• **YOUR OBJECTIVE**: Every line from the top of the material through the line holding "I have also" should be copied exactly, and only those lines.
==================================================
Issue #1128, opened 2020-07-01
Shall we create a QuantityArray class?


hgrecco:
I have just released `Pint-Pandas 0.1` So first, let me publicly thank @andrewgsavage, @znicholls and @sigvaldm for the awesome work you have done to code, discuss and push this package. Congratulations!

I have also released `Pint 0.14` to support a few last minute changes in `Pint-Pandas`.

`Pint-Pandas` has exposed (one more time) an old discussion: Do we need a `QuantityScalar` and `QuantityArray` classes? This was something on the table at the beginning of Pint. The conclusion was to avoid it for simplicity and we found a very nice way to do it without sacrifizing functionality. From very early releases we were able to support a large number of NumPy functions without requiering numpy and to have a nice way to write array quantities (`[1, 2, 3] * ureg.meter`). We also made the choice to support but doe not require numpy. I still think this was the right call and we should try to stay on that path.

Pint-Pandas has exposed a some cases in which having a `QuantityArray` seems to be unavoidable to fully support Pandas functionality with Pint. The question is ... shall we do it? If yes, how to do it in a way which is transparent to the normal user?

PS.- Thanks again to the people behind Pint-Pandas.

znicholls:
I read through #875, #764 and #753 yesterday and found these super helpful background resources. Unfortunately they made things seem very complicated and I couldn't see an obvious way forward. 

The big conflict I saw was that, on the one hand, numpy's separation of scalar and array classes is seen as a ['design mistake'](https://github.com/hgrecco/pint/issues/753#issuecomment-536240372), whereas on the other hand, not having the separation is causing headaches with Pandas (particularly with [how Pandas decides whether something is iterable or not](https://github.com/hgrecco/pint-pandas/issues/33#issuecomment-647225205)). At risk of poking the hornet's nest, perhaps the simplest solution is to enquire in Pandas about whether https://github.com/pandas-dev/pandas/blob/4743cc91719146167eefb43865413fc0b0aef1d4/pandas/_libs/lib.pyx#L992 could be updated so that it checks `ndim` of any classes which have such an attribute, rather than only checking `ndim` of numpy arrays? (Only checking if the object is actually a numpy array seems an odd choice to me which restricts the ability of Pandas to be extended...)

hgrecco:
@znicholls Those discussions are indeed useful. I am pinging the people that were involved. @jthielen @crusaderky @shoyer @keewis

hgrecco:
[...]

PR #1778, opened 2023-05-13
Remove __array__ interface

coroa:
- [ ] Closes https://github.com/hgrecco/pint-pandas/issues/174
- [ ] ~Documented in docs/ as appropriate~

In hunting down options to address https://github.com/hgrecco/pint-pandas/issues/174 , the only solution i found so far to reliably work was to get rid of the `__array__` interface entirely, as a more extreme version of the discussion in https://github.com/hgrecco/pint/issues/1128 .

I was quite surprised to learn that nothing in pint directly depends on the interface, but i guess it would be too much of a breaking change. Nevertheless, I like the idea of pint not ever implictly stripping units.

More realistically this means a proper implementation of the `__array_ufunc__` alternative might solve at least the linked issue.

I guess you all are exhausted by these discussion already, sorry that i am pbb missing all the basics.

### DIFF
--- a/pint/facets/numpy/quantity.py
+++ b/pint/facets/numpy/quantity.py
@@ -129,10 +129,10 @@ class NumpyQuantity(Generic[MagnitudeT], PlainQuantity[MagnitudeT]):
         if isinstance(values, self.__class__):
             values = values.to(self).magnitude
         elif self.dimensionless:
-            values = self.__class__(values, "").to(self)
+            values = self.__class__(values, "").to(self).magnitude
         else:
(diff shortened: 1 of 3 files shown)


andrewgsavage:
This is interesting, the main issues we've had previously was due to a pint scalar Q(1,"m") being treated as iterable since it has a __iter__ method, which pandas looked for to determine whether an object was array like. The __iter__ would fail, but pandas was checking whether it exsists not whether it fails.

This is interesting as you've removed __array__ not __iter__.

andrewgsavage:
can close this since reductions now work for pint-pandas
==================================================
• **ANSWER TO THIS PROBLEM**:
Issue #1128, opened 2020-07-01
Shall we create a QuantityArray class?


hgrecco:
I have just released `Pint-Pandas 0.1` So first, let me publicly thank @andrewgsavage, @znicholls and @sigvaldm for the awesome work you have done to code, discuss and push this package. Congratulations!

I have also released `Pint 0.14` to support a few last minute changes in `Pint-Pandas`.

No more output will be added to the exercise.